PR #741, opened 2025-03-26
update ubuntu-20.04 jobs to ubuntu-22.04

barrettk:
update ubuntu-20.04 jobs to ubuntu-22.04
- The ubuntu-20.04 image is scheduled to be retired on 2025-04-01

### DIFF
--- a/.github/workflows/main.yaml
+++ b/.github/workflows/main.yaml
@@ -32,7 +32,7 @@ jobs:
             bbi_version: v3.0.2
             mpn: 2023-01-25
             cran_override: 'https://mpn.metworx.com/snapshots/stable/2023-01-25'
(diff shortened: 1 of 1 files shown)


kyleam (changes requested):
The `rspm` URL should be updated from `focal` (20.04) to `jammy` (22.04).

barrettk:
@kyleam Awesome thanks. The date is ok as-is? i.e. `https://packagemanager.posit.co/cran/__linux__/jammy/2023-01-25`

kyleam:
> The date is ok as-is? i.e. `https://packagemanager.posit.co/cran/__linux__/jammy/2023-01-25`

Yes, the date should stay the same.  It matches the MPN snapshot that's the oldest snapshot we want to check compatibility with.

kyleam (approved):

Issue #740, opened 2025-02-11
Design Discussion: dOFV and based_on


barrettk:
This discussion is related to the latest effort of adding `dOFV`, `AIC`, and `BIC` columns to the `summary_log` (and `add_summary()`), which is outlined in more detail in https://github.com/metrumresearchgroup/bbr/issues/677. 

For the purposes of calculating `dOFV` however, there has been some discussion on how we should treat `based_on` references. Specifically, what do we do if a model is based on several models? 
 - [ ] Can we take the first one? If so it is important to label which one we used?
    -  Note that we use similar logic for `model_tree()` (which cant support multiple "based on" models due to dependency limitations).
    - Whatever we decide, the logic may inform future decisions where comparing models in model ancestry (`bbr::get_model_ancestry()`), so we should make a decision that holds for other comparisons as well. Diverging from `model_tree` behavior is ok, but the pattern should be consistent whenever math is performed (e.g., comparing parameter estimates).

--

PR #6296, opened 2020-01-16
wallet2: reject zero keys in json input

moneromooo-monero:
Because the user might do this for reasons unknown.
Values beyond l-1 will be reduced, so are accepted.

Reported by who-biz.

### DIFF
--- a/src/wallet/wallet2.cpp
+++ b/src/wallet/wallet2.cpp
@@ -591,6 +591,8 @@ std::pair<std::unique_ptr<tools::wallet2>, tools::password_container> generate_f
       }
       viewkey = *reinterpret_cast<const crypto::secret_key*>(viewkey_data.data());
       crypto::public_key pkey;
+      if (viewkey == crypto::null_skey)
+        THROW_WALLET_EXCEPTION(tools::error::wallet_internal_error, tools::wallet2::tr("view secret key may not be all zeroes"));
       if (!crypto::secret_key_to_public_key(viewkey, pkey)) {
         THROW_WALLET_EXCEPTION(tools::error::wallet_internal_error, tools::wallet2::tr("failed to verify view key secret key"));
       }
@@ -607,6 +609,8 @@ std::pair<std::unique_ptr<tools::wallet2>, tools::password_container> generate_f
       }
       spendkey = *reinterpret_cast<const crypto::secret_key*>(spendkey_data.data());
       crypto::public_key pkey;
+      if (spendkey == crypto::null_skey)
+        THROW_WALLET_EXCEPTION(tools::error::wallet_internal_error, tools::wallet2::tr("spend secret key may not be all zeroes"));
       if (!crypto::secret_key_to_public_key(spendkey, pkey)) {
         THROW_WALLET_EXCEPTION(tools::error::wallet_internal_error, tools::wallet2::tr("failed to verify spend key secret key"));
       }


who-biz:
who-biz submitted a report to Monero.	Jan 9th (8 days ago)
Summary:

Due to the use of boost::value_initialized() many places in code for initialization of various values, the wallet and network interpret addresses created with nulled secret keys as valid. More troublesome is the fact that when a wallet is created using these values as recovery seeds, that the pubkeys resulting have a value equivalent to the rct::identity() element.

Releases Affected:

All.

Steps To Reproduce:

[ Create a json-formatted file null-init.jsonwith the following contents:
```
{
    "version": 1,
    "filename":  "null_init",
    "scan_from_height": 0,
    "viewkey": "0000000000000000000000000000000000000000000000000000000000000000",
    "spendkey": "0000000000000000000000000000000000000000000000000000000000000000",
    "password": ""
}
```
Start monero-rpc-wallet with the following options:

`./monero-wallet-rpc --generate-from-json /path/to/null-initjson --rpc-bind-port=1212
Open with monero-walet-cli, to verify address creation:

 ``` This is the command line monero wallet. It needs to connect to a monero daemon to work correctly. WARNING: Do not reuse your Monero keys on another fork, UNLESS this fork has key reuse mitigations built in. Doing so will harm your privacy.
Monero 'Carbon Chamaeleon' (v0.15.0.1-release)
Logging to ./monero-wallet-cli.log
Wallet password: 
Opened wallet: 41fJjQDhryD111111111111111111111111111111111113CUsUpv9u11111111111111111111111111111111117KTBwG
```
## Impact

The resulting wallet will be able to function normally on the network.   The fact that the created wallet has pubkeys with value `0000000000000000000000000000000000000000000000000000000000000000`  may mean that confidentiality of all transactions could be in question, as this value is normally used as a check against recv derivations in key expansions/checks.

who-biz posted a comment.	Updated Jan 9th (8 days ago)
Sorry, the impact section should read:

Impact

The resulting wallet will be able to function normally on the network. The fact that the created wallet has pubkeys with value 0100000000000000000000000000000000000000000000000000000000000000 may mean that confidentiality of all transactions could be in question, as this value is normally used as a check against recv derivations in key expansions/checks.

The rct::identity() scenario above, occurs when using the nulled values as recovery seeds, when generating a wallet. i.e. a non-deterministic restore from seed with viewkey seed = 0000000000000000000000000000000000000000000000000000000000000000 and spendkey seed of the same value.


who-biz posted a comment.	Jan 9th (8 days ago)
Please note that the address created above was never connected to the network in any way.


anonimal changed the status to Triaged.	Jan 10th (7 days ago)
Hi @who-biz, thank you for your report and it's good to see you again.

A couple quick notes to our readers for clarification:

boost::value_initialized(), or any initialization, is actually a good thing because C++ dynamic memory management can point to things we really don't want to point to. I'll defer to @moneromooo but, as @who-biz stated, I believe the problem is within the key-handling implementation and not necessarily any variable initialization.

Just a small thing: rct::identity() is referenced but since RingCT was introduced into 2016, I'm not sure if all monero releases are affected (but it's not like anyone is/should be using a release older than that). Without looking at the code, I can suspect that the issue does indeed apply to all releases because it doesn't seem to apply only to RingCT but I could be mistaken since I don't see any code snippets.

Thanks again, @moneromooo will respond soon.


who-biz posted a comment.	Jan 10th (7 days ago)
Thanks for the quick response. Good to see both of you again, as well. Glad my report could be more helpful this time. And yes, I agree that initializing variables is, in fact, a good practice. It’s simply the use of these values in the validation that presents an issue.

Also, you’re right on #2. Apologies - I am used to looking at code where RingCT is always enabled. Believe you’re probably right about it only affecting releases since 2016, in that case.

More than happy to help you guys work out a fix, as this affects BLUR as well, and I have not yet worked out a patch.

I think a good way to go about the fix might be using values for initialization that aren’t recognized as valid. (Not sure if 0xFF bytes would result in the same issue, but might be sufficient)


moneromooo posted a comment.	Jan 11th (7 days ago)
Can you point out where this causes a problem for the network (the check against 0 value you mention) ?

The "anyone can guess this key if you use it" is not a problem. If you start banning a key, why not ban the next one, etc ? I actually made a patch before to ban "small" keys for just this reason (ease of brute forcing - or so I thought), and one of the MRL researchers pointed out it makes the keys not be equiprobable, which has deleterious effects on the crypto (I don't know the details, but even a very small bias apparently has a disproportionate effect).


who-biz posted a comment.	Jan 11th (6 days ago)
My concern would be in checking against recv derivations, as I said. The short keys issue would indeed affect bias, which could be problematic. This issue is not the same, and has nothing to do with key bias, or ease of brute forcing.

* * *

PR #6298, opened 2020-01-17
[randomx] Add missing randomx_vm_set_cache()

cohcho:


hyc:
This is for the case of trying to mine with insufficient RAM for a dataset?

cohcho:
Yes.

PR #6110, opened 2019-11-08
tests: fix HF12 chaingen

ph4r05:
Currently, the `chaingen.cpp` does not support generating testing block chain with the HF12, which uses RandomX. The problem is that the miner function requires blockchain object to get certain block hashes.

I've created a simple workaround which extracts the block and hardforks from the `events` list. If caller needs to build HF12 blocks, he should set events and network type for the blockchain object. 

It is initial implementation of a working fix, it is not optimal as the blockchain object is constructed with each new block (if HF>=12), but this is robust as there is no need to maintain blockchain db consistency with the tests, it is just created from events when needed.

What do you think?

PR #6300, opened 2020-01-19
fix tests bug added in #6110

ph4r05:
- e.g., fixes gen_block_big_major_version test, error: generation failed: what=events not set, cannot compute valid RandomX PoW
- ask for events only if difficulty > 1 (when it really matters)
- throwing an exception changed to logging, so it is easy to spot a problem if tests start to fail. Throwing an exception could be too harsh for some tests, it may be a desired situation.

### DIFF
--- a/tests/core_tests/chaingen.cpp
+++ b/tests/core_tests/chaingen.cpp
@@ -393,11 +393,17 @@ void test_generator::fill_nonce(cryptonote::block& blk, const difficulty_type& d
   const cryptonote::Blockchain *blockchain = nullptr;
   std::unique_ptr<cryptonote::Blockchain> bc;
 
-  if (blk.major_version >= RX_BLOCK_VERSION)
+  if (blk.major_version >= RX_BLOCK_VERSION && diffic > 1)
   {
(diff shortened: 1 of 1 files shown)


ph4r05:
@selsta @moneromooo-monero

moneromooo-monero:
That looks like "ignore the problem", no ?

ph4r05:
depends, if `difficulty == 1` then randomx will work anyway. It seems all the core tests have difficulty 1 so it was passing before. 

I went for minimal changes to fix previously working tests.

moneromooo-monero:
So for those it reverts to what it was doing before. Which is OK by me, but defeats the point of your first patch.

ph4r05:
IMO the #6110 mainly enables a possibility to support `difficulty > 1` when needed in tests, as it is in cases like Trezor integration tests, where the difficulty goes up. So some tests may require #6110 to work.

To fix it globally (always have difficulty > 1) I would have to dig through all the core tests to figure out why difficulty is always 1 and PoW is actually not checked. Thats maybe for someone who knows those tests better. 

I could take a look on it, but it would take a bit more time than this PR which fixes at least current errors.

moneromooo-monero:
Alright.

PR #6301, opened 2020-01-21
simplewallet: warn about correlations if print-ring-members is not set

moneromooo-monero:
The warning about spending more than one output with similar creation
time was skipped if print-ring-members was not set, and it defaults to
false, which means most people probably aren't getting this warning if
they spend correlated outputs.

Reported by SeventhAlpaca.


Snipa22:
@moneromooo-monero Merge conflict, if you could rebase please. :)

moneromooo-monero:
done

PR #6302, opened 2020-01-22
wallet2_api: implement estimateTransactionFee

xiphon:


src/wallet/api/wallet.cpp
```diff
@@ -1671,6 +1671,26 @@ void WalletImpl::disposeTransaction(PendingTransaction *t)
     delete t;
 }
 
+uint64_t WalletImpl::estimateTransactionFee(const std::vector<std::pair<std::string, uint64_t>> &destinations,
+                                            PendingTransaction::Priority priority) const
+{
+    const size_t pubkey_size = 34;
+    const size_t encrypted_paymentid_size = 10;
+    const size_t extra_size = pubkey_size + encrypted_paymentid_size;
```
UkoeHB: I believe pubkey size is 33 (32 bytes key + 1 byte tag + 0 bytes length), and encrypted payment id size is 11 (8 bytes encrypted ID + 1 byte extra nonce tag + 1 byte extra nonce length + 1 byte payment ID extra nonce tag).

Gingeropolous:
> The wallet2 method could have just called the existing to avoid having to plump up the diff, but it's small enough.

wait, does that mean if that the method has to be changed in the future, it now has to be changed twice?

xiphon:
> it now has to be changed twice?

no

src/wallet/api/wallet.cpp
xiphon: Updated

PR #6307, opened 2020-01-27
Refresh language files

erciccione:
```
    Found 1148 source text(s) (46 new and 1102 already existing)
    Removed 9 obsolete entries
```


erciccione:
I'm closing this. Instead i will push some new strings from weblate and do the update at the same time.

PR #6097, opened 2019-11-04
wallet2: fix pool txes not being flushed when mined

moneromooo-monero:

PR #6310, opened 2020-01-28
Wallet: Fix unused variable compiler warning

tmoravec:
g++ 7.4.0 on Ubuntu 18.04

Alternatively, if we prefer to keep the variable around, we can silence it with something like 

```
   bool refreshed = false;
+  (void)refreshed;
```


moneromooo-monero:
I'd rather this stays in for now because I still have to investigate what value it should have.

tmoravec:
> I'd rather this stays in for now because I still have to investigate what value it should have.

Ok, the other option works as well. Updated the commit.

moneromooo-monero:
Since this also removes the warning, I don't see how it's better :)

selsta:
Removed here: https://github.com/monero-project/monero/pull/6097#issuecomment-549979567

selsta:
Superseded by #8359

* [PROMPT]: Filter the lines above so that only those with the string "spendkey" remain, then copy them.

* [RESULT BELOW]:
       spendkey = *reinterpret_cast<const crypto::secret_key*>(spendkey_data.data());
+      if (spendkey == crypto::null_skey)
       if (!crypto::secret_key_to_public_key(spendkey, pkey)) {
    "spendkey": "0000000000000000000000000000000000000000000000000000000000000000",
The rct::identity() scenario above, occurs when using the nulled values as recovery seeds, when generating a wallet. i.e. a non-deterministic restore from seed with viewkey seed = 0000000000000000000000000000000000000000000000000000000000000000 and spendkey seed of the same value.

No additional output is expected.